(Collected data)
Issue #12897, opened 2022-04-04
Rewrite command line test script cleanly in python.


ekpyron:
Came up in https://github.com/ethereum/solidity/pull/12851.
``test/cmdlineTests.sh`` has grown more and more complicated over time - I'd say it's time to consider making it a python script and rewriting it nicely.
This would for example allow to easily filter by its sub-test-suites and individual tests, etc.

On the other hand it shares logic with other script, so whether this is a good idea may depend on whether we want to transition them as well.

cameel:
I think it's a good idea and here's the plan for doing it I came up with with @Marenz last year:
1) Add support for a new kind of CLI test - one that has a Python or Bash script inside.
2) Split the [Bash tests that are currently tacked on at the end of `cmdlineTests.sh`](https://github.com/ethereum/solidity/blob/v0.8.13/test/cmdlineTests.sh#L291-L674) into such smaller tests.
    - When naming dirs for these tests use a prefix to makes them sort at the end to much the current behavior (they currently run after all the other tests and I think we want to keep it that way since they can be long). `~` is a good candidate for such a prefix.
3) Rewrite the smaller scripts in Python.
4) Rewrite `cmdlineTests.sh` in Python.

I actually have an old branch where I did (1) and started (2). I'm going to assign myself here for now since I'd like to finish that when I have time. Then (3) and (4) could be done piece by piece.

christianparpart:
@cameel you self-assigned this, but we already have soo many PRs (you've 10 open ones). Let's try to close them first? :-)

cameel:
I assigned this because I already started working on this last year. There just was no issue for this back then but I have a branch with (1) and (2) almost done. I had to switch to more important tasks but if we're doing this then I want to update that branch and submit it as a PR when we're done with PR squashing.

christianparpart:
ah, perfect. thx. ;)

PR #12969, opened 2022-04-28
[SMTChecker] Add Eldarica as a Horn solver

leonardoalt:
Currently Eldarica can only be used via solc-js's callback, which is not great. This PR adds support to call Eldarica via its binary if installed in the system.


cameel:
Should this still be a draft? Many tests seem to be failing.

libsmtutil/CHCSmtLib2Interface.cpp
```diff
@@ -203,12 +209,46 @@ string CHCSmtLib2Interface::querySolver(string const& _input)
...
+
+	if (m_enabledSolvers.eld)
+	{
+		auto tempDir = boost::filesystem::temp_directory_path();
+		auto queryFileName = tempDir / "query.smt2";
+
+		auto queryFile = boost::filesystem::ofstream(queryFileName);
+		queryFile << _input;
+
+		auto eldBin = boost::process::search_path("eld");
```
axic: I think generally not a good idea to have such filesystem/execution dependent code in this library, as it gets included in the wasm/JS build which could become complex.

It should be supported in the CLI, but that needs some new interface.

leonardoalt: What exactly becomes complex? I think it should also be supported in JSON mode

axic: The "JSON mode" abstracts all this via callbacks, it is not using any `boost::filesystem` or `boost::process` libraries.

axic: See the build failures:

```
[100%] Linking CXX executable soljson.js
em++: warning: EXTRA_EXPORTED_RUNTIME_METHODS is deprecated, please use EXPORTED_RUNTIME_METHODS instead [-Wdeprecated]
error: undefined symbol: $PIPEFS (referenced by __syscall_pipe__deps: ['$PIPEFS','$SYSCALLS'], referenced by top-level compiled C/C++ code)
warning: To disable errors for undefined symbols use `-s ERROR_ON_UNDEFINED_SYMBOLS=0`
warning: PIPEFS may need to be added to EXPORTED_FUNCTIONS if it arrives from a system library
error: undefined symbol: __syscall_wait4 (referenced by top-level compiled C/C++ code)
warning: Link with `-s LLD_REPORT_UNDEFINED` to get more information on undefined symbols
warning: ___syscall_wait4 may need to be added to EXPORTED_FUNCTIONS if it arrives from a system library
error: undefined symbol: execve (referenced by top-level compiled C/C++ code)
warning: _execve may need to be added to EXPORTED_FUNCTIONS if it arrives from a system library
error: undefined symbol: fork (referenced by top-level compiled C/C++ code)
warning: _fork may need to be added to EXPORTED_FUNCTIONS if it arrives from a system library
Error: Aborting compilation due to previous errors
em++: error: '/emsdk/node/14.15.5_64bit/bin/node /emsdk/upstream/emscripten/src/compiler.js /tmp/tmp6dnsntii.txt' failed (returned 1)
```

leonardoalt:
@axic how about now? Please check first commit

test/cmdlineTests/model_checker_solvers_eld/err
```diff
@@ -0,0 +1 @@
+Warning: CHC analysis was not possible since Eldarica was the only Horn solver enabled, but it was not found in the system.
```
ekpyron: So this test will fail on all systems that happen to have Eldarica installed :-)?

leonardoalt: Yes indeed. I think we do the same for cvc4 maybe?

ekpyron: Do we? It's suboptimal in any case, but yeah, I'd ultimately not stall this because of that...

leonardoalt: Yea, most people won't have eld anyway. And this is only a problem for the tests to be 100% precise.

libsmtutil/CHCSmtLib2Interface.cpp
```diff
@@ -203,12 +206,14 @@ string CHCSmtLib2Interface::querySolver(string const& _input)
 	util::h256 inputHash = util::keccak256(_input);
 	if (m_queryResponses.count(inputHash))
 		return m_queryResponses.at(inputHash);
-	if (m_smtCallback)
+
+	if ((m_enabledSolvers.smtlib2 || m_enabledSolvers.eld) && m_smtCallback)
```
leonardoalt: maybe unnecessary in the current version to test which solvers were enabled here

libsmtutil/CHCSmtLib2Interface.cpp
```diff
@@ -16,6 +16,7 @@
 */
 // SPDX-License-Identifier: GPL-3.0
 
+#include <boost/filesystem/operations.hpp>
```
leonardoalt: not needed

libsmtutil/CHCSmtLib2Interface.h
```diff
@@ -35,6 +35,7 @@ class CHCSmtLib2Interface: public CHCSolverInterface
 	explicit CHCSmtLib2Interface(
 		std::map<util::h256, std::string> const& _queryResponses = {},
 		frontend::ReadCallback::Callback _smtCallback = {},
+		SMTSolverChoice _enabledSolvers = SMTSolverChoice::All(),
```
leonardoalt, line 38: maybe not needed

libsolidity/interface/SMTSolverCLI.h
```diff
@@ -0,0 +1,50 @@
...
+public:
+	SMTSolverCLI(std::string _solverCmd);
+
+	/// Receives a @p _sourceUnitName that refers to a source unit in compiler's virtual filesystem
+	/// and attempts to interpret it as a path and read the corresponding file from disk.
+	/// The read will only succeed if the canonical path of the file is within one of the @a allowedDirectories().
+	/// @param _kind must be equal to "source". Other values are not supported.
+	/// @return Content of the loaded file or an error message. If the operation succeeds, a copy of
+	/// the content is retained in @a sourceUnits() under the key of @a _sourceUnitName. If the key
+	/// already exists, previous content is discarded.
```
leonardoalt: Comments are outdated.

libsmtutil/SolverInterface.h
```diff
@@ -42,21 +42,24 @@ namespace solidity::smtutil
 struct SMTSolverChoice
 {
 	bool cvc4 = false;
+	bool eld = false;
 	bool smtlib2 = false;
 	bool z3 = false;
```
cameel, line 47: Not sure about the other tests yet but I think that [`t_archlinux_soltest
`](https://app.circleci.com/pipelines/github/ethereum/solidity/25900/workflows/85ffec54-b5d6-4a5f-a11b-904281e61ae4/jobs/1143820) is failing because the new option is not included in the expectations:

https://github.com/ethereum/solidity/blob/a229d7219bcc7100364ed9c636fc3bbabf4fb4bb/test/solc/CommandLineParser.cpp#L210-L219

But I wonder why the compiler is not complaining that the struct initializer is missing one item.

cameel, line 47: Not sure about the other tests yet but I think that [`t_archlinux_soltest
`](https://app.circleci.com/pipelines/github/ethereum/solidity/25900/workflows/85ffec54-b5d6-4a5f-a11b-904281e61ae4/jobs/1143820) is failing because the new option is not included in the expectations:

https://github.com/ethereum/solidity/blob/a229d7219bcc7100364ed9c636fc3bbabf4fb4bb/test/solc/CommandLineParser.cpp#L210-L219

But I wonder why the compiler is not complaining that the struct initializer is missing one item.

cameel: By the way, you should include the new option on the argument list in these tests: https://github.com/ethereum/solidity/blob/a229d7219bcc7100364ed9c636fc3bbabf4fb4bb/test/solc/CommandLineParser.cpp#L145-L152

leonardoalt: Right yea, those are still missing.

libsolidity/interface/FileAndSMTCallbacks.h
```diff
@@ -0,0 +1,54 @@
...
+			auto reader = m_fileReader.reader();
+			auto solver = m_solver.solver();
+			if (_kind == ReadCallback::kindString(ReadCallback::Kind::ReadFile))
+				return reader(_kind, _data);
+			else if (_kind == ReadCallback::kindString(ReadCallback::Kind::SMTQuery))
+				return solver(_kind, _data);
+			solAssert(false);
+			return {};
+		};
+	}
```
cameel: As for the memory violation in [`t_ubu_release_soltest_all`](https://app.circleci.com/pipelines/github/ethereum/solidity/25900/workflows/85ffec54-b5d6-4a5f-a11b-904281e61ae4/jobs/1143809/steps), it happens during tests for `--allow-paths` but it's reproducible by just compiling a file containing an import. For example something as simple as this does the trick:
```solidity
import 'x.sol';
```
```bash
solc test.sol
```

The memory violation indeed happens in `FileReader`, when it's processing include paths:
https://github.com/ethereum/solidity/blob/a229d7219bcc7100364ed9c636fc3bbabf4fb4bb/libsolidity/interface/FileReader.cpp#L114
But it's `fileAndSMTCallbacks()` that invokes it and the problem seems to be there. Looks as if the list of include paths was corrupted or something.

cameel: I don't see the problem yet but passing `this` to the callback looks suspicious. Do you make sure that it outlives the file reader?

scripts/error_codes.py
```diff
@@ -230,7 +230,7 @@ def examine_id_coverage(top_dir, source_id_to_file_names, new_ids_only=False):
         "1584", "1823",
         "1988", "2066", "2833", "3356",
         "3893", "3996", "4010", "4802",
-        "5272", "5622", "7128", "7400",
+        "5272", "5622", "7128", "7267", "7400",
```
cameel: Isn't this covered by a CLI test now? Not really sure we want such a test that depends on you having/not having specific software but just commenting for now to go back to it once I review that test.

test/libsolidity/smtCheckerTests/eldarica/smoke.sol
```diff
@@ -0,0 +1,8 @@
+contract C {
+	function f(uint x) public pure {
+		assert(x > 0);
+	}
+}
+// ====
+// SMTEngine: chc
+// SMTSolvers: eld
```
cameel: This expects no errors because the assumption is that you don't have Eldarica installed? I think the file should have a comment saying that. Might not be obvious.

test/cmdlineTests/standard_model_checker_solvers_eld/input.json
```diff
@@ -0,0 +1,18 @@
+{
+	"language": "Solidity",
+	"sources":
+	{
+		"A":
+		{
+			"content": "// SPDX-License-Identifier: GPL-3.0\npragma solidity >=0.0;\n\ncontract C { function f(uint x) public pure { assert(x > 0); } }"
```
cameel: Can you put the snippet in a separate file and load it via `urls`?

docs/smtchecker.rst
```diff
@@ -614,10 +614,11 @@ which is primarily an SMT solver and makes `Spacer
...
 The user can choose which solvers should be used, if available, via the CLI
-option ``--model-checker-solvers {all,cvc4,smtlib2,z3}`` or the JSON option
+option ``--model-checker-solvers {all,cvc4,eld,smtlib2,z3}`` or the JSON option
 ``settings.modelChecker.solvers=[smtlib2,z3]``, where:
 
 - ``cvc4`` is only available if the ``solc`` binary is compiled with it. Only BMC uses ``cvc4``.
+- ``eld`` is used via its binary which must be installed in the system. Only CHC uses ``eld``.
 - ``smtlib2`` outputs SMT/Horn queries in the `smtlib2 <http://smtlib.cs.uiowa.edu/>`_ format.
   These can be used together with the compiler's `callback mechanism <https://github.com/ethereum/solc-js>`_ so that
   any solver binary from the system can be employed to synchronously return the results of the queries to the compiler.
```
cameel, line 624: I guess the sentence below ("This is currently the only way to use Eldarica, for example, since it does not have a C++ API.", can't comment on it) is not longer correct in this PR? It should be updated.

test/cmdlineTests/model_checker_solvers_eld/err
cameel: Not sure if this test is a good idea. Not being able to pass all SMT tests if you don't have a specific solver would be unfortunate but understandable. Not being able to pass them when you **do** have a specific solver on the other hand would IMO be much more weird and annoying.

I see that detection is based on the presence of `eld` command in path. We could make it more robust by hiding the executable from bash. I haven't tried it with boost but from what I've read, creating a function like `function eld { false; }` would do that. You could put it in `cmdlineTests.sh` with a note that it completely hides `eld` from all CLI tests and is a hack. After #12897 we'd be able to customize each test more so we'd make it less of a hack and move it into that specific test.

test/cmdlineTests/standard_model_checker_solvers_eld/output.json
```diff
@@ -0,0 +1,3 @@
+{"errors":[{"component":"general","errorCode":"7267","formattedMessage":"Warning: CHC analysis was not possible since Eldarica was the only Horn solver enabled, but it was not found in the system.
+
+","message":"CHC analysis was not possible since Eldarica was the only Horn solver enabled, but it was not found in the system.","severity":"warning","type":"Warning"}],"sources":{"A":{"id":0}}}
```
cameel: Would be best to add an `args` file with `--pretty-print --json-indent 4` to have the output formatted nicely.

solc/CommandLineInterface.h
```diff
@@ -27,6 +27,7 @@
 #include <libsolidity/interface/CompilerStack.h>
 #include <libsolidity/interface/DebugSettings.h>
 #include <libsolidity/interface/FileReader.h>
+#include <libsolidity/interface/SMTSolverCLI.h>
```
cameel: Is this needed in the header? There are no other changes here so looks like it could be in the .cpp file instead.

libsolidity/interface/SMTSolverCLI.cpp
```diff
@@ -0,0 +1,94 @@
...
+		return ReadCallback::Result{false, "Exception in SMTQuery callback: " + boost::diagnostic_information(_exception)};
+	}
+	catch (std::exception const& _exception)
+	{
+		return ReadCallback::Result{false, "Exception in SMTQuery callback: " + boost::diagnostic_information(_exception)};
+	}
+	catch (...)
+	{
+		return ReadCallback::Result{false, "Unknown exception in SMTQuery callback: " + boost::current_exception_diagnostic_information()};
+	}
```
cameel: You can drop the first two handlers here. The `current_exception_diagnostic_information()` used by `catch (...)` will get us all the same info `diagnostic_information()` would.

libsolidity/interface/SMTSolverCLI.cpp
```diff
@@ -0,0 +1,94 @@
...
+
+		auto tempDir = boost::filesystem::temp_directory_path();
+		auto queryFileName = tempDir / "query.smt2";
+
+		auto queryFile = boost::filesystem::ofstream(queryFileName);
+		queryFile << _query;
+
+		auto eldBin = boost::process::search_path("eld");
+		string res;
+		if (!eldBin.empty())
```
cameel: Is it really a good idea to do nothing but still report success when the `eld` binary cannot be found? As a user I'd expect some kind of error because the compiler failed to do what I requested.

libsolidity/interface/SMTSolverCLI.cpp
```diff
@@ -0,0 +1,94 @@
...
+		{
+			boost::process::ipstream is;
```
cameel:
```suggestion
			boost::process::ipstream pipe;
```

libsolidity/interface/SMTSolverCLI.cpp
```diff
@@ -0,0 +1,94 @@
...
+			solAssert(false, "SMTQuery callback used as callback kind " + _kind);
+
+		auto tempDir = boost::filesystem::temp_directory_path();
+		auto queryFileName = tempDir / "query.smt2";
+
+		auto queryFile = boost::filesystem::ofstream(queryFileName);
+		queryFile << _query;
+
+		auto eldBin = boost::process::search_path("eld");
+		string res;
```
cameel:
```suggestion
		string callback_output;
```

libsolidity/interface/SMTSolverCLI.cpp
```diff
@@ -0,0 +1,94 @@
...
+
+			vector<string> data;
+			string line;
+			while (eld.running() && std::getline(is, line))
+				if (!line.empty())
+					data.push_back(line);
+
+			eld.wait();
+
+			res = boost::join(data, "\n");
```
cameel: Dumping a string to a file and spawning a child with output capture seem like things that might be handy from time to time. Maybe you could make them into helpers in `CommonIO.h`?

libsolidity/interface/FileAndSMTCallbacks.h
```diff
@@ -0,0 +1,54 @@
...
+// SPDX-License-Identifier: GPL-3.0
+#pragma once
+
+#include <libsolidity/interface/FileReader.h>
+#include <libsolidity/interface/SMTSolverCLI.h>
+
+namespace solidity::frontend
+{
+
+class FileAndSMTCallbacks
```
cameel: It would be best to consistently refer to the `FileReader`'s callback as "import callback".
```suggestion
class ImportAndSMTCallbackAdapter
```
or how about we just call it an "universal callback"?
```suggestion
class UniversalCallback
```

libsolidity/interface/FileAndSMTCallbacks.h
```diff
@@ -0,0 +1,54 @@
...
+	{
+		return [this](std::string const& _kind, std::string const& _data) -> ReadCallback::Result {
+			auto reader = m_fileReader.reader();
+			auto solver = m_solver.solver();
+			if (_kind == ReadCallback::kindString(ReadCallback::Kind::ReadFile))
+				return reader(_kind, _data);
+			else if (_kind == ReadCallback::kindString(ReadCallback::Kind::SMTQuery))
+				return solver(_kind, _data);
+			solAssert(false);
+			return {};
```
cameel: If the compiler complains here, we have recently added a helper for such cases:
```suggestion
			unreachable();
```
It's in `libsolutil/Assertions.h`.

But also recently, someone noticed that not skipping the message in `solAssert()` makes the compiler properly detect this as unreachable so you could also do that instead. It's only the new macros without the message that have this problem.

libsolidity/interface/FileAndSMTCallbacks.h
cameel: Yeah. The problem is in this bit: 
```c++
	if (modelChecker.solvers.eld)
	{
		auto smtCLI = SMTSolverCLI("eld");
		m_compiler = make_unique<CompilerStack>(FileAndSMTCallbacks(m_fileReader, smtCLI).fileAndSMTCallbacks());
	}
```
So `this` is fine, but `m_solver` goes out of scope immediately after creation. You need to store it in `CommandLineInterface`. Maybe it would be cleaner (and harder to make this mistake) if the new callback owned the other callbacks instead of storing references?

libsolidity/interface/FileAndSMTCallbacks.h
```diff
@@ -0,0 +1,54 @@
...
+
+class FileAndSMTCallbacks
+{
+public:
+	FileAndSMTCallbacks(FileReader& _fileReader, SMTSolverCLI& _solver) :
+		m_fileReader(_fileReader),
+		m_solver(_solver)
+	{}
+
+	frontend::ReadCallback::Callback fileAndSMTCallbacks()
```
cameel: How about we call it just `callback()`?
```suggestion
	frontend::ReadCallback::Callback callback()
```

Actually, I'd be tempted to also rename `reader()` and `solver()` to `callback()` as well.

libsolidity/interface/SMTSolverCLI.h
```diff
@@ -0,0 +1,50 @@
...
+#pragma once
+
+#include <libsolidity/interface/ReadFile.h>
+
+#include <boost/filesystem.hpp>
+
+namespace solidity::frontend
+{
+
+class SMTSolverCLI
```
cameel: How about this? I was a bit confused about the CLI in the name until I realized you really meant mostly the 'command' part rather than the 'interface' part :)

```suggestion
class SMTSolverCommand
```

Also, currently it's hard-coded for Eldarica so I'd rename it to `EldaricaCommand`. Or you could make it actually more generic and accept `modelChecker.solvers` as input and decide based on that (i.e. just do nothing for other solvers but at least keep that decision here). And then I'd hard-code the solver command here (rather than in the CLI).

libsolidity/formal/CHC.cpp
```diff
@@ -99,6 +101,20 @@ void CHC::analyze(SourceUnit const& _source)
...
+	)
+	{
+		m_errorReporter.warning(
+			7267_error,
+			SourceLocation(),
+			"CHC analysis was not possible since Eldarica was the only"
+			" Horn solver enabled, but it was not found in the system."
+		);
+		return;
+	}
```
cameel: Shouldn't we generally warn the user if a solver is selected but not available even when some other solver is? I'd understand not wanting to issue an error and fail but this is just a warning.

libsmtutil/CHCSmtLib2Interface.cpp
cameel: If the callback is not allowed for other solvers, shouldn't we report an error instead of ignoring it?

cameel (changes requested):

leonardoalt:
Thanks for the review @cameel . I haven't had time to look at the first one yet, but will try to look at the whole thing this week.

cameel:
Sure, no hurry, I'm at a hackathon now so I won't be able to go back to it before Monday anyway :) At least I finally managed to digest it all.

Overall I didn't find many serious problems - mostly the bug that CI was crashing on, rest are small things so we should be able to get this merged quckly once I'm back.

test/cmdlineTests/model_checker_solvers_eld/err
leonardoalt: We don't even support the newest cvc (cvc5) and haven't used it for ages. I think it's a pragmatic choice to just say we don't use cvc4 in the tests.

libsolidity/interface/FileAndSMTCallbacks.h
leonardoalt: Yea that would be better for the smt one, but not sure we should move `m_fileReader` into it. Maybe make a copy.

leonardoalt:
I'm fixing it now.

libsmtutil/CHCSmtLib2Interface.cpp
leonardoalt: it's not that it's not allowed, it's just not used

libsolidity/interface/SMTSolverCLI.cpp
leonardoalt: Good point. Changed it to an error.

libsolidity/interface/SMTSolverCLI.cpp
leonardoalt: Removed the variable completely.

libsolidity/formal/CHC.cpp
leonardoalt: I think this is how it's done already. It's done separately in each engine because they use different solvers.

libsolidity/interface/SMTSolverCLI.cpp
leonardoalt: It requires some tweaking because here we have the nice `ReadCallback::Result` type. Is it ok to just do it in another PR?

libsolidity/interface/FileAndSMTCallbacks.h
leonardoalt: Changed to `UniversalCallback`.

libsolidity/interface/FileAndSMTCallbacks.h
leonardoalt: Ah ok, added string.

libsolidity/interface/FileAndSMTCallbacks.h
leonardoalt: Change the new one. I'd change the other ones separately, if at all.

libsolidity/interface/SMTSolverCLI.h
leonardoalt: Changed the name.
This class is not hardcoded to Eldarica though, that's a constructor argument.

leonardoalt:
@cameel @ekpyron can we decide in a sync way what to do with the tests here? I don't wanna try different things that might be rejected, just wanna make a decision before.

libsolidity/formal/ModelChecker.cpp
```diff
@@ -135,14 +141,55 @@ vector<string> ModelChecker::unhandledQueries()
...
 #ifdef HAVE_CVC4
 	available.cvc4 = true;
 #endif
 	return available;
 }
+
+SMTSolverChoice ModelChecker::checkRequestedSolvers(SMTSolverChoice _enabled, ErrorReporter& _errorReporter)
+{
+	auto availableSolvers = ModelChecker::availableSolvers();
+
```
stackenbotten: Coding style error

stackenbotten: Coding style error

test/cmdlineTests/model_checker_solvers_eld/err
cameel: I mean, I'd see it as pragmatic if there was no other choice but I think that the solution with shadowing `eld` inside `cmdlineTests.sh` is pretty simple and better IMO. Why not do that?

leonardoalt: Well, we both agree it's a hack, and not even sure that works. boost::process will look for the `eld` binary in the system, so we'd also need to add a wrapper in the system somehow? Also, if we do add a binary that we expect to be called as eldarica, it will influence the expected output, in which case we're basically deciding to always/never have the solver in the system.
==
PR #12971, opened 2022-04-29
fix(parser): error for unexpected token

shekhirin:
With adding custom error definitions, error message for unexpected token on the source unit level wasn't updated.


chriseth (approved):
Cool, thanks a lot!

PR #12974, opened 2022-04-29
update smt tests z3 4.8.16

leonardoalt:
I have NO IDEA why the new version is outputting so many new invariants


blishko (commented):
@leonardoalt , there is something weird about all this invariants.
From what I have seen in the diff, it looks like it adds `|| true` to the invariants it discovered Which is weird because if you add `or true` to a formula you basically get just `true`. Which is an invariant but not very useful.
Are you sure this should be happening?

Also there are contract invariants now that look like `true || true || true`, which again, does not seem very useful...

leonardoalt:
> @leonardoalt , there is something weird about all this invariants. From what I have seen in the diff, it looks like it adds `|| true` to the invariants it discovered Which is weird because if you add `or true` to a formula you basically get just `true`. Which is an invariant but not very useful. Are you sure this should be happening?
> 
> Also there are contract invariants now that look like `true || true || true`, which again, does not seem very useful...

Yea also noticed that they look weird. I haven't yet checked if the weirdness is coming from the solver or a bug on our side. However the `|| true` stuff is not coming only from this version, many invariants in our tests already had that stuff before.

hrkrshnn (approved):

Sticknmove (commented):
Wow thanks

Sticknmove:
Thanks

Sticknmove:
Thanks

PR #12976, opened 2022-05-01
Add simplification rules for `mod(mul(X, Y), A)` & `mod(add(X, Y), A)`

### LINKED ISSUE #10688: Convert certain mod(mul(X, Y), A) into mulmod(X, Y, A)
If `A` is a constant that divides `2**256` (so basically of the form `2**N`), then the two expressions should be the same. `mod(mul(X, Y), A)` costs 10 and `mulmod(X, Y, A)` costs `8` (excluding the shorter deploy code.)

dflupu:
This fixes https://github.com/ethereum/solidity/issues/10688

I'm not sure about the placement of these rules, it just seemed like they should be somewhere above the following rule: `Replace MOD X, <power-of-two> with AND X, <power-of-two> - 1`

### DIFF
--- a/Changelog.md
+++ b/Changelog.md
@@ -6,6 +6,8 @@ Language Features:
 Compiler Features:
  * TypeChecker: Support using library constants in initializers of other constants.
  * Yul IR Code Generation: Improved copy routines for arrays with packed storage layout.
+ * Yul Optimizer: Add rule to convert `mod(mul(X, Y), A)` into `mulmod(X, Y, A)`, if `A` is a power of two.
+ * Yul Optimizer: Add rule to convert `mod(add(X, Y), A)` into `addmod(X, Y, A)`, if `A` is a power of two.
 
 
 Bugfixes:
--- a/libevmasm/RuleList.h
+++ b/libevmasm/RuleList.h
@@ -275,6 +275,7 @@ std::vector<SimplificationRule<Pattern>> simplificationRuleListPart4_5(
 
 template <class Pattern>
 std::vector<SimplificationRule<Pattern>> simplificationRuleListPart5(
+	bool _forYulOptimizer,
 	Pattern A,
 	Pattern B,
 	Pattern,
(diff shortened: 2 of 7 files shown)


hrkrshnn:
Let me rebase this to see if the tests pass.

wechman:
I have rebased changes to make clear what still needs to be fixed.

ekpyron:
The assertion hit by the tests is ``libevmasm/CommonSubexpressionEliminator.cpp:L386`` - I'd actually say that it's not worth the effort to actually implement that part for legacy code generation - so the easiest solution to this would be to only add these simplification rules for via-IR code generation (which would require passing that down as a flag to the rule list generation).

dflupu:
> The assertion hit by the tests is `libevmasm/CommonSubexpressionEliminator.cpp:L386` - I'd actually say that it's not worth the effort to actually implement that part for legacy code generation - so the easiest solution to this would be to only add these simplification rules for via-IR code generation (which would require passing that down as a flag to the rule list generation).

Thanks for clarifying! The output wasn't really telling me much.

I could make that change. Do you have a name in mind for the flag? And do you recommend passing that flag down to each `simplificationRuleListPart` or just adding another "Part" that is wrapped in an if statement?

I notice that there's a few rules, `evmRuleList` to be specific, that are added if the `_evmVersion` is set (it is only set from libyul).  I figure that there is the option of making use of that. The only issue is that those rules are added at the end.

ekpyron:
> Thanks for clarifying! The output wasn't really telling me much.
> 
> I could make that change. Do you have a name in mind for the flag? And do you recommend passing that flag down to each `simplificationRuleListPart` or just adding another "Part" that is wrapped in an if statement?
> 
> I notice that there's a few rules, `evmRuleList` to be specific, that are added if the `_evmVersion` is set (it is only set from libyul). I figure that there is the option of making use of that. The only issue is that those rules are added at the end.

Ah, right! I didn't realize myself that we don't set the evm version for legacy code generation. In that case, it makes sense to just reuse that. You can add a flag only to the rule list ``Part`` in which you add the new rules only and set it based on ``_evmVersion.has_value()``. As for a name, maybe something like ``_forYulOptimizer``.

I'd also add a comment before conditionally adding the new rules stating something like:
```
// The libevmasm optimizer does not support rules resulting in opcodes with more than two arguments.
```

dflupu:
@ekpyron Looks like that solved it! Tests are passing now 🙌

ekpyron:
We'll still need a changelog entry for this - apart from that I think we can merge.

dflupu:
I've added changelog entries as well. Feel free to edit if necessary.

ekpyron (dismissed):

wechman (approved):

■ EXERCISE
Copy every line of the data that carries the word "even".

■ WORKED SOLUTION
cameel: Shouldn't we generally warn the user if a solver is selected but not available even when some other solver is? I'd understand not wanting to issue an error and fail but this is just a warning.
leonardoalt: We don't even support the newest cvc (cvc5) and haven't used it for ages. I think it's a pragmatic choice to just say we don't use cvc4 in the tests.
leonardoalt: Well, we both agree it's a hack, and not even sure that works. boost::process will look for the `eld` binary in the system, so we'd also need to add a wrapper in the system somehow? Also, if we do add a binary that we expect to be called as eldarica, it will influence the expected output, in which case we're basically deciding to always/never have the solver in the system.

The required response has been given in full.